Task description:
Please transcribe the data exactly, with nothing left out.
===== Provided material =====
PR #3730, opened 2024-04-08
Better export command for translations

IvanSavenko:
This PR replaces existing (but inconvenient) `convert txt` command that dumps all strings into log file with more convenient options:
=====
Exercise response:
PR #3730, opened 2024-04-08
Better export command for translations

IvanSavenko:
This PR replaces existing (but inconvenient) `convert txt` command that dumps all strings into log file with more convenient options:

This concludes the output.